The U.S. Department of Energy and the National Science Foundation recently announced they will fund SuperCDMS SNOLAB—as well as two other unrelated dark matter experiments—as part of a committed U.S. scientific focus on furthering investigation into elusive dark matter. The agencies previously funded the predecessors to SuperCDMS SNOLAB: SuperCDMS Soudan and CDMS.
Dark matter—the next unsolved mystery, and a key to the Universe
There has long been evidence that dark matter exists and is a large part of the matter that makes up the Universe. A handful of experiments around the globe, including SuperCDMS Soudan and CDMS II, use different methods to focus on the hunt for dark matter.
The design of SuperCDMS SNOLAB, which is among the world's leading dark matter projects, enables it to look for WIMPS, short for weakly interacting massive particles.
WIMPS are a generic class of dark matter, with an unknown mass that could be either "light" or "heavy." SuperCDMS has unprecedented sensitivity to the light mass, sometimes called low mass, WIMPS. The LZ experiment will have unprecedented sensitivity to heavy mass, or high mass, WIMPS. AMDX looks for a different type of dark matter called an axion.

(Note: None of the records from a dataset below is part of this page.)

PR #331, opened 2026-05-08
feat: change default restartPolicy to RecreateRoleInstanceOnPodRestart

Syspretor:
…t for all patterns

Previously, the default restartPolicy was different for each pattern:
- StandalonePattern: None
- CustomComponentsPattern: None
- LeaderWorkerPattern: RecreateRoleInstanceOnPodRestart

This change unifies the default to RecreateRoleInstanceOnPodRestart for all patterns, providing consistent failure handling behavior across deployment types.

Updates:
- pkg/reconciler/roleinstanceset_reconciler.go: modify default values for StandalonePattern and CustomComponentsPattern
- doc/reference/api.md: add default value documentation
- doc/features/failure-handling.md: document default policy
- examples/basic/rbg/patterns/*.yaml: add comments for default values

fixes #XXXX

## Checklist

### DIFF
--- a/pkg/reconciler/roleinstanceset_reconciler.go
+++ b/pkg/reconciler/roleinstanceset_reconciler.go
@@ -151,11 +151,10 @@ func (r *RoleInstanceSetReconciler) constructRoleInstanceSetApplyConfiguration(
 	}
 
 	// 1. construct role instance configuration
-	var restartPolicy workloadsv1alpha2.RoleInstanceRestartPolicyType
-	if role.RestartPolicy == workloadsv1alpha2.RecreateRoleInstanceOnPodRestart {
-		restartPolicy = workloadsv1alpha2.RoleInstanceRestartPolicyType(workloadsv1alpha2.RecreateRoleInstanceOnPodRestart)
-	} else {
-		restartPolicy = workloadsv1alpha2.NoneRoleInstanceRestartPolicy
+	// Default to RecreateRoleInstanceOnPodRestart for all patterns when not explicitly set.
+	restartPolicy := role.RestartPolicy
+	if restartPolicy == "" {
+		restartPolicy = workloadsv1alpha2.RecreateRoleInstanceOnPodRestart
 	}
 	roleInstanceTemplateConfig := workloadsv1alpha2client.RoleInstanceTemplate().
 		WithRestartPolicy(restartPolicy)
@@ -285,7 +284,6 @@ func (r *RoleInstanceSetReconciler) constructRoleInstanceTemplateByCustomCompone
 			}
 		}
 		roleInstanceTemplateConfig.
-			WithRestartPolicy(workloadsv1alpha2.NoneRoleInstanceRestartPolicy).
 			WithComponents(workloadsv1alpha2client.RoleInstanceComponent().
 				WithName(component.Name).
 				WithServiceName(svcName).
@@ -369,7 +367,6 @@ func (r *RoleInstanceSetReconciler) constructRoleInstanceTemplateByLeaderWorkerP
 
 	workerSize := utils.NonZeroValue(*lwp.Size - 1)
 	roleInstanceTemplateConfig.
-		WithRestartPolicy(workloadsv1alpha2.RoleInstanceRestartPolicyRecreateOnPodRestart).
 		WithComponents(
 			workloadsv1alpha2client.RoleInstanceComponent().
 				WithName("leader").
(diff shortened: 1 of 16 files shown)


cheyang (commented):
Agree with the Gemini review: the hardcoded `WithRestartPolicy` calls in `constructRoleInstanceTemplateByCustomComponentsPattern` (line 293) and `constructRoleInstanceTemplateFromStandalonePattern` (line 425) overwrite the restartPolicy that `constructRoleInstanceSetApplyConfiguration` already set based on `RoleSpec`. This means a user explicitly setting `restartPolicy: None` gets silently ignored. The fix is to remove these `WithRestartPolicy` calls and let the caller-set value take effect — which still achieves the PR goal because the default path in the caller (lines 154-166) falls through to `RecreateRoleInstanceOnPodRestart` when `role.RestartPolicy` is unset.

One additional concern: this is a behavioral change for existing deployments. If a cluster has running RoleInstanceSets under standalone or customComponents patterns that never specified a restartPolicy, they were implicitly `None` (no auto-restart). After this change, the next reconciliation will switch them to `RecreateRoleInstanceOnPodRestart`. This should at least be documented as an upgrade note so operators know existing workloads may start auto-recreating role instances on pod restarts where they previously did not.

pkg/reconciler/roleinstanceset_reconciler.go
```diff
@@ -290,7 +290,7 @@ func (r *RoleInstanceSetReconciler) constructRoleInstanceTemplateByCustomCompone
 			}
 		}
 		roleInstanceTemplateConfig.
-			WithRestartPolicy(workloadsv1alpha2.NoneRoleInstanceRestartPolicy).
+			WithRestartPolicy(workloadsv1alpha2.RoleInstanceRestartPolicyRecreateOnPodRestart).
```
cheyang: This `WithRestartPolicy(...)` call unconditionally overrides whatever the dispatch logic (lines 155-166) already set on `roleInstanceTemplateConfig`.

The dispatch logic correctly handles all cases:
- User omits `restartPolicy` → defaults to `RecreateRoleInstanceOnPodRestart`
- User sets `restartPolicy: None` → sets `NoneRoleInstanceRestartPolicy`
- User sets `RecreateRBGOnPodRestart` or `RecreateRoleInstanceOnPodRestart` → sets `RecreateRoleInstanceOnPodRestart`

By overriding here, if a user explicitly specifies `restartPolicy: None` on a CustomComponentsPattern role, their intent is silently ignored.

Suggested fix: remove the `WithRestartPolicy(...)` call from all three pattern functions and let the dispatch logic be the single source of truth. This achieves the PR's goal (unified default) without breaking user-specified overrides:

```go
roleInstanceTemplateConfig.
    WithComponents(workloadsv1alpha2client.RoleInstanceComponent().
        WithName(component.Name).
        ...
```

The same issue exists in `constructRoleInstanceTemplateByLeaderWorkerPattern` (line 377) and should be fixed together.

pkg/reconciler/roleinstanceset_reconciler.go
```diff
@@ -416,7 +416,7 @@ func (r *RoleInstanceSetReconciler) constructRoleInstanceTemplateFromStandaloneP
 	}
 
 	roleInstanceTemplateConfig.
-		WithRestartPolicy(workloadsv1alpha2.NoneRoleInstanceRestartPolicy).
+		WithRestartPolicy(workloadsv1alpha2.RoleInstanceRestartPolicyRecreateOnPodRestart).
```
cheyang: Same override issue as in the CustomComponentsPattern function above. This is the direct cause of the e2e failure: the test creates a standalone role with `RecreateRBGOnPodRestart`, but this line forces the instance-level policy to `RecreateRoleInstanceOnPodRestart` regardless, creating a conflict between the two restart mechanisms that prevents the system from converging within the test timeout.

Removing this `WithRestartPolicy(...)` call (and relying on the dispatch logic) would fix both the override bug and the e2e test.

cheyang (changes requested):
The e2e test `[v1alpha2] standalone role with restartPolicy` is failing (timed out after 150s) due to this change. Main branch e2e tests pass, confirming this is a regression introduced by this PR.

The root cause is a design conflict: the dispatch logic at lines 155-166 already correctly sets the restart policy based on user input, but each pattern function then unconditionally overrides it. See inline comments for details and a suggested fix.

cheyang (approved):
/lgtm
/approve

CDMS and SuperCDMS Soudan also focus on lower mass dark matter.
Deep below the ground, to block out distractions
SuperCDMS SNOLAB will be constructed 6,800 feet underground—much deeper than CDMS or SuperCDMS Soudan, which are 2,341 feet below the earth in an abandoned underground iron mine near Soudan, Minn. Depth decreases what Cooley refers to as the "background noise" of other particles that can mimic dark matter or cloud an observation.
DOE and NSF announced they would fund dark matter experiments in the wake of recommendations in May from their Particle Physics Project Prioritization Panel, a task force of the DOE and NSF made up of U.S. physicists.
In its report, the panel didn't specify any particular dark matter experiments for funding, but broadly concluded that investment in the search for dark matter is key for the United States to maintain its status as a global leader in addressing the most pressing scientific questions.
Total projected cost for SuperCDMS SNOLAB is about $30 million.
SuperCDMS: How it works
The heart of SuperCDMS is an array of 42 detectors the size of hockey pucks, stacked atop one another in a copper canister encased in a large cooling tower. Their purpose is to capture any evidence of dark matter with their silicon and germanium surfaces, which are cooled to near absolute zero to measure single particle interactions.
SuperCDMS SNOLAB is a ramped-up version of its predecessors, with 10 times the sensitivity to detect a full range of WIMPS, from 1 to 1,000 gigaelectronvolts.
SMU's SuperCDMS project team is participating in the design and development of the shielding at SuperCDMS SNOLAB and the selection of radio-pure materials that will be used in the construction of the experiment. The shielding's purpose is to shield the detectors from background particles—the interaction signatures of neutrons—that can mimic the behavior of WIMPS.
SMU's dark matter research is funded through a $1 million Early Career Development Award that Cooley was awarded in 2012 from the National Science Foundation.
Fermi National Accelerator Laboratory (Fermilab) and SLAC National Laboratory are the lead laboratories on SuperCDMS Soudan and contribute scientific staff, project management, and engineering and design staff.
Besides SMU and Fermilab, institutions with scientists on SuperCDMS include the California Institute of Technology, Massachusetts Institute of Technology, Queen's University, Texas A&M University, University of California-Berkeley, University of Florida, Centre National de la Recherche Scientifique-LPN, National Institute of Standards and Technology, Santa Clara University, Stanford University, Universidad Autonoma de Madrid, University of Colorado, University of Minnesota, Pacific Northwest National Laboratory, SLAC/Kavli Institute for Particle Astrophysics and Cosmology, Syracuse University, University of British Columbia, University of Evansville and the University of South Dakota.